Collected data entries
PR #244, opened 2018-11-06
more Future to IO

Qi77Qi:
Ticket: https://broadinstitute.atlassian.net/browse/GAWB-3961
* Main file changed is `LdapDirectoryDao`. Unfortunately I forgot to disable scalafmt when switched to this branch working on that file. So diff on this file will be bigger than it should be. Check out https://github.com/broadinstitute/sam/pull/244/files#diff-508e3512e77b252b9224194610088e44L18 for real changes
* while working on this, I notice `/google/petServiceAccount/Segment/Segment` in newrelic response time increased a lot compared what it was before. So I added some metrics around the related ldap call (I inserted metrics in 2 calls. One was for my local testing, but I figured it's nice to have it there anyway, so didn't remove it). It's probably better to have metrics while we're refactoring this code.
---

**PR checklist**

### DIFF
--- a/src/main/scala/org/broadinstitute/dsde/workbench/sam/directory/LdapDirectoryDAO.scala
+++ b/src/main/scala/org/broadinstitute/dsde/workbench/sam/directory/LdapDirectoryDAO.scala
@@ -18,20 +18,27 @@ import scala.concurrent.{ExecutionContext, Future}
 import scala.util.{Failure, Success, Try}
 
 // use ExecutionContexts.blockingThreadPool for blockingEc
-class LdapDirectoryDAO(protected val ldapConnectionPool: LDAPConnectionPool, protected val directoryConfig: DirectoryConfig, protected val ecForLdapBlockingIO: ExecutionContext)(implicit executionContext: ExecutionContext) extends DirectoryDAO with DirectorySubjectNameSupport with LdapSupport {
+class LdapDirectoryDAO(
+    protected val ldapConnectionPool: LDAPConnectionPool,
+    protected val directoryConfig: DirectoryConfig,
+    protected val ecForLdapBlockingIO: ExecutionContext)(implicit executionContext: ExecutionContext)
+    extends DirectoryDAO
+    with DirectorySubjectNameSupport
+    with LdapSupport {
   implicit val cs = IO.contextShift(executionContext)
 
   override def createGroup(group: BasicWorkbenchGroup, accessInstructionsOpt: Option[String] = None): IO[BasicWorkbenchGroup] = {
-    val membersAttribute = if (group.members.isEmpty) None else Option(new Attribute(Attr.uniqueMember, group.members.map(subject => subjectDn(subject)).asJava))
+    val membersAttribute =
+      if (group.members.isEmpty) None else Option(new Attribute(Attr.uniqueMember, group.members.map(subject => subjectDn(subject)).asJava))
 
     val accessInstructionsAttr = accessInstructionsOpt.collect {
       case accessInstructions => new Attribute(Attr.accessInstructions, accessInstructions)
     }
 
     val attributes = Seq(
-        new Attribute("objectclass", "top", "workbenchGroup"),
-        new Attribute(Attr.email, group.email.value),
-        new Attribute(Attr.groupUpdatedTimestamp, formattedDate(new Date())),
+      new Attribute("objectclass", "top", "workbenchGroup"),
+      new Attribute(Attr.email, group.email.value),
+      new Attribute(Attr.groupUpdatedTimestamp, formattedDate(new Date())),
     ) ++ membersAttribute ++
       accessInstructionsAttr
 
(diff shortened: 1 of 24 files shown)


src/main/scala/org/broadinstitute/dsde/workbench/sam/directory/LdapDirectoryDAO.scala
```diff
@@ -42,58 +49,65 @@ class LdapDirectoryDAO(protected val ldapConnectionPool: LDAPConnectionPool, pro
...
   override def loadGroup(groupName: WorkbenchGroupName): IO[Option[BasicWorkbenchGroup]] = cs.evalOn(ecForLdapBlockingIO) {
-    IO(Option(ldapConnectionPool.getEntry(groupDn(groupName))) map(unmarshalGroup))
-  }
-
-  private def unmarshalGroup(results: Entry): BasicWorkbenchGroup = {
-    val cn = getAttribute(results, Attr.cn).getOrElse(throw new WorkbenchException(s"${Attr.cn} attribute missing: ${results.getDN}"))
-    val email = getAttribute(results, Attr.email).getOrElse(throw new WorkbenchException(s"${Attr.email} attribute missing: ${results.getDN}"))
-    val memberDns = getAttributes(results, Attr.uniqueMember)
+    IO(Option(ldapConnectionPool.getEntry(groupDn(groupName))))
+  }.map(_.flatMap(res => unmarshalGroup(res).toOption))
```
helgridly: this is less readable by a long shot :(

src/main/scala/org/broadinstitute/dsde/workbench/sam/directory/LdapDirectoryDAO.scala
```diff
@@ -42,58 +49,65 @@ class LdapDirectoryDAO(protected val ldapConnectionPool: LDAPConnectionPool, pro
...
+      memberDns = getAttributes(results, Attr.uniqueMember)
+    } yield BasicWorkbenchGroup(WorkbenchGroupName(cn), memberDns.map(dnToSubject), WorkbenchEmail(email))
 
-  override def loadGroups(groupNames: Set[WorkbenchGroupName]): Future[Seq[BasicWorkbenchGroup]] = Future {
+  override def loadGroups(groupNames: Set[WorkbenchGroupName]): IO[Stream[BasicWorkbenchGroup]] = {
     val filters = groupNames.grouped(batchSize).map(batch => Filter.createORFilter(batch.map(g => Filter.createEqualityFilter(Attr.cn, g.value)).asJava)).toSeq
-    ldapSearchStream(groupsOu, SearchScope.SUB, filters:_*)(unmarshalGroup)
+
+    for {
+      streamOfEither <- cs.evalOn(ecForLdapBlockingIO)(IO(ldapSearchStream(groupsOu, SearchScope.SUB, filters: _*)(unmarshalGroup)))
```
helgridly: :face_with_head_bandage:

src/main/scala/org/broadinstitute/dsde/workbench/sam/directory/LdapDirectoryDAO.scala
dvoet: it looks like this quietly drops any errors that happen in unmarshalGroup

src/main/scala/org/broadinstitute/dsde/workbench/sam/directory/LdapDirectoryDAO.scala
```diff
@@ -42,58 +49,65 @@ class LdapDirectoryDAO(protected val ldapConnectionPool: LDAPConnectionPool, pro
...
-  override def batchLoadGroupEmail(groupNames: Set[WorkbenchGroupName]): Future[Seq[(WorkbenchGroupName, WorkbenchEmail)]] = loadGroups(groupNames).map(_.map(g => g.id -> g.email))
+  override def batchLoadGroupEmail(groupNames: Set[WorkbenchGroupName]): IO[Stream[(WorkbenchGroupName, WorkbenchEmail)]] =
+    loadGroups(groupNames).map(_.map(g => g.id -> g.email))
 
-  override def deleteGroup(groupName: WorkbenchGroupName): Future[Unit] = {
+  override def deleteGroup(groupName: WorkbenchGroupName): Future[Unit] =
     listAncestorGroups(groupName).map { ancestors =>
       if (ancestors.nonEmpty) {
-        throw new WorkbenchExceptionWithErrorReport(ErrorReport(StatusCodes.Conflict, s"group ${groupName.value} cannot be deleted because it is a member of at least 1 other group"))
+        throw new WorkbenchExceptionWithErrorReport(
```
dvoet, line 92: did you mean to get rid of this throw?

dvoet (approved):
2 comments then 👍

src/main/scala/org/broadinstitute/dsde/workbench/sam/directory/LdapDirectoryDAO.scala
Qi77Qi: oh, I think this is one of those untouched but accidentally scalafmtted methods...I'll refactor this in a future PR

gpolumbo-broad (approved):

Qi77Qi:
jenkins retest

helgridly (commented):
I'm gonna leave this as a comment for discussion rather than an explicit :-1: , but I find this to be significantly less readable. It feels like we're spending a lot of characters wrangling types in and out of various boxes, and personally I find that with every consecutive call to `map` or `flatMap` I burn a little bit of my ability to understand what's going on. I know it's easy to accidentally drop a `Future` on the floor and miss its exception, but this whole `map flatMap IO.pure cs.evalOn` business feels like boilerplate that gets in the way.

src/main/scala/org/broadinstitute/dsde/workbench/sam/directory/LdapDirectoryDAO.scala
Qi77Qi: which code you're comparing this with?

Qi77Qi:
@helgridly  If you point to a specific code, I can explain better why the code looks that way better...

src/main/scala/org/broadinstitute/dsde/workbench/sam/directory/LdapDirectoryDAO.scala
Qi77Qi: Semantically, cs.evalOn is doing something we didn't have before. We were sharing one global forkandjoin threadpool for everything. VS, with cs.evalOn, we're pushing blocking ldap work to a separate threadpool

dvoet: maybe one good refactor would be to pull all of our ldap calls into a set of utilities that do this evalOn for us. As it stands it litters the code and is easy to forget. There is no reason that `ldapSearchStream(groupsOu, SearchScope.SUB, filters:_*)(unmarshalGroup)` couldn't look the same as before only it returns an IO and runs on the right context.

src/main/scala/org/broadinstitute/dsde/workbench/sam/directory/LdapDirectoryDAO.scala
```diff
@@ -41,59 +48,72 @@ class LdapDirectoryDAO(protected val ldapConnectionPool: LDAPConnectionPool, pro
...
-  override def loadGroup(groupName: WorkbenchGroupName): IO[Option[BasicWorkbenchGroup]] = cs.evalOn(ecForLdapBlockingIO) {
-    IO(Option(ldapConnectionPool.getEntry(groupDn(groupName))) map(unmarshalGroup))
+  override def loadGroup(groupName: WorkbenchGroupName): IO[Option[BasicWorkbenchGroup]] = {
+    for {
+      searchResult <- cs.evalOn(ecForLdapBlockingIO)(IO(ldapConnectionPool.getEntry(groupDn(groupName))))
+      res <- Option(searchResult).traverse{
+        entry =>
+          unmarshalGroup(entry).fold(err => IO.raiseError(new WorkbenchException(err)), r => IO.pure(r))
+      }
+    } yield res
```
dvoet: so this particular refactor is not about IO but the desire not to throw exceptions because exceptions are side effects as they cause early exit of the function.

But all this use of Either makes my head hurt. And the fact that I just need to understand that the Left is an error sucks.

So I do understand the reason behind why throw should be avoided but I think this makes the code too hard. If the return type is IO, then fine, return IO.raiseError. But if not, I think we should continue to throw exceptions. It is just so much easier to understand and get right.

dvoet: I am going to riff on this a little bit more:
If we are serious about not throwing exceptions then all of our functions should return an Either and I would argue for Either[ErrorReport, T] just so it is clear the code means an error, not just some String. The idea is that any of our functions should be able to signal an error. If a function does not signal an error today it should not require a bunch of refactoring to do so.  I don't think this will make the code better. 

That's why throwing exceptions is so useful. It allows developers to focus on what is important, trust that when something is in a bad state and we need to get out it just works, anytime, anywhere. Otherwise we need to implement too much plumbing.

Plus we call java code which throws exceptions so we can't get away from it anyway. No matter what we need (and have) a top level exception handler. So let's use it.

src/main/scala/org/broadinstitute/dsde/workbench/sam/directory/LdapDirectoryDAO.scala
```diff
@@ -65,18 +65,17 @@ class LdapDirectoryDAO(
...
+
   override def loadGroups(groupNames: Set[WorkbenchGroupName]): IO[Stream[BasicWorkbenchGroup]] = {
     val filters = groupNames.grouped(batchSize).map(batch => Filter.createORFilter(batch.map(g => Filter.createEqualityFilter(Attr.cn, g.value)).asJava)).toSeq
 
-    for {
-      streamOfEither <- cs.evalOn(ecForLdapBlockingIO)(IO(ldapSearchStream(groupsOu, SearchScope.SUB, filters: _*)(unmarshalGroup)))
-      res <- streamOfEither.parSequence.fold(err => IO.raiseError(new WorkbenchException(err)), r => IO.pure(r))
-    } yield res
+    executeLdap(IO(ldapSearchStream(groupsOu, SearchScope.SUB, filters: _*)(unmarshalGroupThrow)))
   }
```
Qi77Qi, line 74: we lose the ability to collect errors this way, but Doug suggested we don't care about collecting here.

src/main/scala/org/broadinstitute/dsde/workbench/sam/openam/LdapAccessPolicyDAO.scala
```diff
@@ -225,9 +225,11 @@ class LdapAccessPolicyDAO(protected val ldapConnectionPool: LDAPConnectionPool,
...
     val publicMod = new Modification(ModificationType.REPLACE, Attr.public, public.toString)
 
-    cs.evalOn(ecForLdapBlockingIO)(IO(ldapConnectionPool.modify( policyDn(policyId), dateMod, publicMod)).void).recoverWith {
+    executeLdap(IO(ldapConnectionPool.modify( policyDn(policyId), dateMod, publicMod)).void).recoverWith {
       case ldape: LDAPException if ldape.getResultCode == ResultCode.NO_SUCH_OBJECT =>
         IO.raiseError(new WorkbenchExceptionWithErrorReport(ErrorReport(StatusCodes.NotFound, "policy does not exist")))
     }
   }
+
+  private def executeLdap[A](ioa: IO[A]): IO[A] = cs.evalOn(ecForLdapBlockingIO)(ioa)
```
Qi77Qi, line 234: this will only apply to blocking operations with this ldap library, which is probably going to be true for a while

src/main/scala/org/broadinstitute/dsde/workbench/sam/directory/LdapDirectoryDAO.scala
Qi77Qi: 1. reason why I made the left type `String` here is because I want to combine these error messages into one easily (if it were Exception, I'd have to write a Semigroup instance for exception to combine them).

2. I think by promoting throwing exceptions, we have to code in a more defensive way and more mentally exhausting to me (have to think about whether a statement will throw all the time and make the decision whether we care to interpret it before propagating it up)

dvoet: I disagree on 2. I find it freeing. We thought about our global exception handler. Now I don't think about exceptions at all because I know they are handled. I only think about exceptions when I know I need to do some special handling which is rare.

Including exceptions in the return type of functions is the equivalent to checked exceptions in java. It forces us to deal with them at every level of the application. So I would argue it is more mental burden.

src/main/scala/org/broadinstitute/dsde/workbench/sam/directory/LdapDirectoryDAO.scala
```diff
@@ -11,90 +11,109 @@ import org.broadinstitute.dsde.workbench.sam._
...
 
-  override def loadGroup(groupName: WorkbenchGroupName): IO[Option[BasicWorkbenchGroup]] = cs.evalOn(ecForLdapBlockingIO) {
-    IO(Option(ldapConnectionPool.getEntry(groupDn(groupName))) map(unmarshalGroup))
+  override def loadGroup(groupName: WorkbenchGroupName): IO[Option[BasicWorkbenchGroup]] = {
+    for {
+      searchResult <- executeLdap(IO(ldapConnectionPool.getEntry(groupDn(groupName))))
+      res <- Option(searchResult).traverse{
+        entry =>
+          unmarshalGroup(entry).fold(err => IO.raiseError(new WorkbenchException(err)), r => IO.pure(r))
```
dvoet: use unmarshalGroupThrow

src/main/scala/org/broadinstitute/dsde/workbench/sam/directory/LdapDirectoryDAO.scala
```diff
@@ -11,90 +11,109 @@ import org.broadinstitute.dsde.workbench.sam._
...
 
-  override def loadGroupEmail(groupName: WorkbenchGroupName): Future[Option[WorkbenchEmail]] = Future {
-    Option(ldapConnectionPool.getEntry(groupDn(groupName), Attr.email)) map { results =>
-      WorkbenchEmail(getAttribute(results, Attr.email).getOrElse(throw new WorkbenchException(s"${Attr.email} attribute missing: ${results.getDN}")))
-    }
+  override def loadGroupEmail(groupName: WorkbenchGroupName): IO[Option[WorkbenchEmail]] = {
+    for{
+      searchResult <- executeLdap(IO(ldapConnectionPool.getEntry(groupDn(groupName), Attr.email)))
+      res <- Option(searchResult).traverse{
+        e =>
```
dvoet: better val naming please wrt res and e

dvoet: I also think this could just be
```
    executeLdap(IO(Option(ldapConnectionPool.getEntry(groupDn(groupName), Attr.email))) map { results =>
      WorkbenchEmail(getAttribute(results, Attr.email).getOrElse(throw new WorkbenchException(s"${Attr.email} attribute missing: ${results.getDN}")))
    }
```

Qi77Qi:
jenkins retest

• Problem to solve
Show the lines above that include "batchLoadGroupEmail".

• Your response
-  override def batchLoadGroupEmail(groupNames: Set[WorkbenchGroupName]): Future[Seq[(WorkbenchGroupName, WorkbenchEmail)]] = loadGroups(groupNames).map(_.map(g => g.id -> g.email))
+  override def batchLoadGroupEmail(groupNames: Set[WorkbenchGroupName]): IO[Stream[(WorkbenchGroupName, WorkbenchEmail)]] =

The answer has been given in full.